En principio, la canasta era elaborada por las mismas mujeres, tomando el carrizo desde la planta, luego cortándolo en tirillas y con este material tejiéndola. Una mujer que sabía del hogar, hacía su canasta de carrizo acorde a las necesidades, en eso no se metía el hombre, “son cosas de mujer decía y ella se encarga” sin ánimo de discriminar.

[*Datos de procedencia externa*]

PR #1675, opened 2023-12-11
refactor(InputExtraActions): allow any ReactElement as child

ryancarville:
## Definition of Done

### DIFF
--- a/src/types/input.ts
+++ b/src/types/input.ts
@@ -52,7 +52,8 @@ export type InputActionsProps = {
 };
 
 export type ExtraAction = {
-    tooltip: TooltipProps;
+    element?: ReactElement;
+    tooltip?: TooltipProps;
 };
 
 export type InputExtraActionsProps = {
--- a/src/types/input.ts
+++ b/src/types/input.ts
@@ -1,5 +1,6 @@
 /* (c) Copyright Frontify Ltd., all rights reserved. */
 
+import { TooltipProps } from '@components/Tooltip';
 import { Validation } from '@utilities/validation';
 import type { AriaAttributes, InputHTMLAttributes, ReactElement } from 'react';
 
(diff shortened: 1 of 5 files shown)


src/types/input.ts
```diff
@@ -51,9 +52,7 @@ export type InputActionsProps = {
 };
 
 export type ExtraAction = {
-    icon: ReactElement;
-    title: string;
-    callback: () => void;
+    tooltip: TooltipProps;
```
imoutaharik, line 55: Are we enforcing the use of Tooltip or just provide the option to add one if we want to?
Content on the Tooltip is required, I'm wondering what would be usage guidelines here => Actions buttons should always have a tooltip?

ryancarville: Currently the structure is that any `extraAction` is a `Tooltip` with any `child` element they wish to use.  This is what is reflected in the Figma file.  But can also modify this to allow for more flexibility.

imoutaharik: I see. Then that's fine but we could anyway double-check and get confirmation with the Designers.

ryancarville: OK will raise it at today's sync then can proceed from there.

ryancarville: @imoutaharik I have made the updates to allow a tooltip or element.  Interested in your thoughts on the implementation.

src/utilities/input.tsx
```diff
@@ -137,24 +145,35 @@ export const InputActions = ({
...
-        );
+        if (tooltip) {
+            return (
+                <Tooltip
+                    content={tooltip.content}
+                    key={`extra-action-tooltip-${id}`}
+                    disabled={tooltip.disabled ?? disabled}
+                    data-test-id={`${dataTestId}-extra-action`}
+                >
+                    {cloneElement(tooltip.children, { disabled: tooltip.disabled ?? disabled })}
```
imoutaharik, line 164: Is it the reason why we choose between Tooltip and Element? Like the whole Tooltip doesn't work if passed as ReactElement?

ryancarville: @imoutaharik I am update this to allow any `ReactElement`.

PR #1676, opened 2023-12-13
fix(SegmentedControls): allow for item in list to be disabled

ryancarville:
[ClickUp Report](https://app.clickup.com/t/8693avw8n)

Report: Request to `disable` single items in a group of `items`

Solution: 
1. Add a `disabled` prop to the `item` type.  
2. Update the `map` of the `item` component to reference `item.disabled || disabled` (default to the group disabled prop)
3. Update the `selectedIndex` method to by-pass the item if it is `disabled` (this is the key index that sets the `activeBorder` motion div)
4. Move the motion div outside the `fieldset` and update the styles accordingly.  The is required to allow the border to be the proper `z-index` else the disabled `background` will overlap the left border edge.  Added bonus is it is much more responsive to the correct sizing.


packages/fondue/src/components/SegmentedControls/SegmentedControls.tsx
```diff
@@ -142,15 +146,24 @@ export const SegmentedControls = ({
...
             />
         ));
     }, [items, id, disabled, radioGroupState, size]);
-    const selectedIndex = items.findIndex((item) => item.id === radioGroupState.selectedValue);
+
+    const selectedIndex = items.findIndex((item, index) => {
+        const isActiveItem = item.id === radioGroupState.selectedValue;
+        if (item.disabled && isActiveItem) {
+            const nextIndex = index + 1;
+            radioGroupState.setSelectedValue(items[nextIndex].id);
```
SamuelAlev, line 162: Goes out of bounds in case of the last item being `disabled`, also a disabled item should be able to be selected which makes the changes in this function not necessary 🤔

noahwaldner: yes i agree, this can be reverted to it's original function. i don't se why a disabled item couldn't be default

SamuelAlev (approved):

PR #1687, opened 2024-01-18
fix: A11y Issues

noahwaldner:
- asset picker
	- Added a role to the element
- inline dialog trigger
	- Added a Aria Label to the Provided Trigger in the story
- menu
	- removed unnecessary role
- switch
	- added customizable aria label
- breadcrumbs
	- replaced "empty" element span by li
- multiselect
	- fix role

### DIFF
--- a/src/components/Menu/Menu.tsx
+++ b/src/components/Menu/Menu.tsx
@@ -98,7 +98,6 @@ export const Menu = ({
     return (
         <nav
             className={merge([CONTAINER_CLASSES, isMenuOpen ? 'tw-block' : 'tw-hidden'])}
-            role={isMenuOpen ? 'dialog' : ''}
             ref={setMenuContainerRef}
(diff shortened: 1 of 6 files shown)


src/components/Menu/Menu.tsx
```diff
@@ -98,7 +98,6 @@ export const Menu = ({
     return (
         <nav
             className={merge([CONTAINER_CLASSES, isMenuOpen ? 'tw-block' : 'tw-hidden'])}
-            role={isMenuOpen ? 'dialog' : ''}
```
SamuelAlev, line 101: Not so sure about this one, why the removal?

noahwaldner: The Nav element wrapping an element with the role "menu" doesn't necessarily need an explicit role specification. 

I addressed it though, and now added an explicit role "navigation"

SamuelAlev (approved):

PR #1688, opened 2024-01-18
fix(RTE): toolbar height is too big

fulopdaniel:
image

also on marketplace
Screenshot 2024-01-18 at 11 15 55

Somehow the `.tw-min-h-12` wasn't included in the bundle before


ragi96 (approved):
LGTM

Sin embargo, hoy la mujer no hace canastas, ya no se queda a criar los hijos, no existe el ama de casa exclusiva, no es necesario el carrizo ni la canasta.   

Los tiempos han cambiado, con la igualdad o desigualdad de género, lo que se piensa “justo” puede tornarse injusto, y me explico un poco, si antes símbolos como canasta, carrizo y convivencia estaban bien claros, hoy las cosas convergen, en muchos hogares y familias, se han intercambiado los roles, quien hace de canasta, cuida de los hijos y hace las cosas domésticas es el hombre, quien actúa como carrizo, es decir, soporta el peso económico, dando sustento al hogar, es la mujer.

En la mayoría de los casos, hombre y mujer salen a trabajar, en ocasiones los hijos se crían solos, al cuidado del hermano o hermana mayor, o de terceros; ahora es obligación que hombre y mujer aporten económicamente para sustentar la canasta, por lo tanto, ya no hay una ama de casa dedicada exclusivamente a planificar el hogar, cuidar los hijos, inculcar valores y apoyar en la educación. Las funciones de la mujer ya no son solamente las de llevar la empresa del hogar, pero, esto tampoco es normal, es decir, pasó de lo ordinario a lo extraordinario y creo pertinente analizar hasta qué punto es prudente.

Hace tiempo, en un reemplazo de maestra de escuelita, encontré un niño muy triste en la clase. Le pregunté ¿por qué estás triste? me dijo: porque extraño a mi mamá.  Y qué pasó con tu mamita, le dije,  el niño respondió: “se va al trabajo y en la noche llega cuando yo me duermo y no la veo.  Estas son  realidades que hacen sufrir a la sociedad, así como la canasta, el carrizo, hay formas de convivencia, que se están perdiendo.(O).